The Provisions of Westminster (Provisiones Westmonasterii) of 1259 were part of a series of legislative constitutional reforms that arose out of power struggles between Henry III of England and his barons. The King's failed campaigns in France in 1230 and 1242, and his choice of friends and advisers, together with the cost of his failed scheme to make one of his younger sons King of Sicily and help the Pope against the Holy Roman Emperor, led to further disputes with the barons and united opposition in Church and State. Henry's position was not helped by the fact that his lifestyle was extravagant and his tax demands were widely resented. The King's accounts show a list of many charitable donations and payments for building works, including the rebuilding of Westminster Abbey, which began in 1245.

The Provisions themselves were an enlarged scheme of governmental reform drawn up by the committee of 24 barons who had been originally appointed under the Provisions of Oxford, which the Provisions of Westminster superseded. The new document largely reinforced many of the provisions of the earlier Provisions of Oxford, but also provided for additional inheritance and taxation reforms, including the first statutory provisions relating to Mortmain.

As a whole the Provisions consisted of a miscellaneous group of administrative and legal measures demanded by the baronial reformers and their allies during the crisis of 1258–65. The Provisions were also the first English legislation to deliberately alter existing procedures in the King's courts. The measures were also important for expanding the reform movement from the issue of baronial-royal relations to a redefinition of the barons' relations with their tenants and their mutual rights and responsibilities toward one another as enforced in the lords' own courts. In addition, the Provisions of Westminster included proposals for improving the functioning of the royal courts, chiefly new remedies in the civil sphere but also some changes in criminal justice.

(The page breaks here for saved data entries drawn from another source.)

PR #77, opened 2022-03-03
Add `exclude_strict_matching` configuration

### LINKED ISSUE #76: Identify a check by name within CI action
### Feature Request

|    Q        |   A
|------------ | ------
| New Feature | yes
| RFC         | yes
| BC Break    | no

#### Summary

Hey there,

I am currently working on something and I have the following use-case:
- run tests on all supported PHP versions (works out-of-the-box)
- run tests on lowest PHP version with locked deps (works ootb)
- run tests on lowest PHP version with locked deps via `additional_checks` (works ootb, **but**...)

So the latter does work due to prior changes made to this action. The problem is, that I now want to identify this exact `additional_check` somehow. Because the main idea of this check would be:

Run tests on lowest PHP version with locked deps **but** disable one or more PHP extensions (to see if tests are still passing due to precautions or polyfills) and/or disallow PHP functions.

So, I'd like to have some kind of optional `name` within the `job` configuration which can be used as some kind of unique identifier. When added, this can be extract within a `pre-run.sh` for example.
An alternative would be to actually allow disabling extensions via the `job` array. That would make the whole thing easier but maybe its worth having both "features" up and running.

WDYT?

boesing:
|    Q          |   A
|-------------- | ------
| Documentation | yes
| Bugfix        | no
| BC Break      | no
| New Feature   | yes

### Description

Added a new feature named `exclude_strict_matching` which actually allows projects to exclude jobs based on partially matching values.

Examples:

```json
{
     "additional_checks": [
          {
               "name": "Do whatever",
               "job": {
                   "php": "*",
                   "dependencies": "*",
                   "command": "some command"
               }
          }
     ],
     "exclude": [
         {
             "name": "Do whatever on PHP 8."
         }
     ],
     "exclude_strict_matching": false,
}
```

In projects with multiple PHP versions supported, starting from PHP 7.4, every job on PHP 8.0+ will be excluded.

Prior to this change, one had to add multiple excludes with all combinations of PHP version + dependencies.

_Will add additional changes to address ideas posted by @Ocramius in https://github.com/laminas/laminas-ci-matrix-action/issues/76#issuecomment-1057552130_

### DIFF
--- a/laminas-ci.schema.json
+++ b/laminas-ci.schema.json
@@ -177,6 +177,9 @@
                 "exclude": {
                     "$ref": "#/definitions/exclude"
                 },
+                "exclude_strict_matching": {
+                    "$ref": "#/definitions/exclude_strict_matching"
+                },
                 "ignore_php_platform_requirements": {
                     "$ref": "#/definitions/ignore_php_platform_requirements"
                 },
@@ -309,6 +312,12 @@
                 },
                 "additionalProperties": false
             }
+        },
+        "exclude_strict_matching": {
+            "title": "Flag to toggle strict matching of exclude property values",
+            "type": "boolean",
+            "default": true,
+            "description": "When this flag is disabled, the property values for exclude do also check if the job values do start with the provided value. This becomes handy when one wants to exclude jobs based on their names. Every job gets the PHP version + composer dependency information appended and thus, exact matches are quite verbose."
         },
         "ignore_php_platform_requirements": {
             "type": "object",
--- a/src/create-jobs.js
+++ b/src/create-jobs.js
@@ -236,7 +236,7 @@ function checks (config) {
     ];
 }
 
-const excludeJob = function (job, exclusion) {
+const excludeJob = function (job, exclusion, strict_comparison) {
     let matches = 0;
     Object.keys(job).forEach(function (jobKey) {
         Object.keys(exclusion).forEach(function (excludeKey) {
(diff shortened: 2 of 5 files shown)


laminas-ci.schema.json
```diff
@@ -310,6 +313,12 @@
                 "additionalProperties": false
             }
         },
+        "exclude_strict_matching": {
+            "title": "Flag to toggle strict matching of exclude property values",
+            "type": "boolean",
+            "default": true,
+            "description": "When this flag is disabled, the property values for exclude do also check if the job values do start with the provided value. This becomes handy when one wants to exclude jobs based on their names. Every job gets the PHP version + composer dependency information appended and thus, exact matches are quite verbose."
+        },
```
froschdesign, line 321: I think this option should be mentioned in the readme file. Otherwise, this is only found in the schema.

https://github.com/laminas/laminas-ci-matrix-action#excluding-specific-jobs

boesing: Good catch! I forgot to add it there.

src/create-jobs.js
```diff
@@ -271,7 +282,7 @@ export default function (config) {
         .filter(function (job) {
             let keep = true;
             config.exclude.forEach(function (exclusion) {
-                keep = keep && ! excludeJob(job, exclusion);
+                keep = keep && ! excludeJob(job, exclusion, config.exclude_strict_matching);
```
internalsystemerror, line 285: I think you want a `!` on the `config.exclude_strict_matching` here as if set to true, it sets `strict_comparison` to true inside `excludeJob`, which is the opposite of the intent.

internalsystemerror (changes requested):

src/create-jobs.js
boesing: Have to double check this again but I did some integration test on my local machine and that actually worked as intended.
However, with #83 and #62, this will become pretty easy.

internalsystemerror: Looking at around line 254 of your version of this file, if the 3rd argument is true, then it will return early and won't allow loser matchings. Unless I've missed something (very possible) this appears to be the inverse of the intent.

boesing:
Closing this in favor of the idea of #93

Subsequent divisions among the barons themselves enabled Henry to repudiate the Provisions – helped by a papal bull – in 1261. A period of strife begun in 1263, known as the Second Barons' War, ended in a victory for the King in 1267, although the main turning point occurred in 1265 at the Battle of Evesham, where the barons' leader, Simon de Montfort was killed. The clauses of the provisions that limited monarchical authority were then annulled, but the legal clauses of the Provisions of Westminster were reaffirmed in the Statute of Marlborough (1267). The Provisions of Westminster have been described as the most important English legislation since the 1225 reissue of Magna Carta.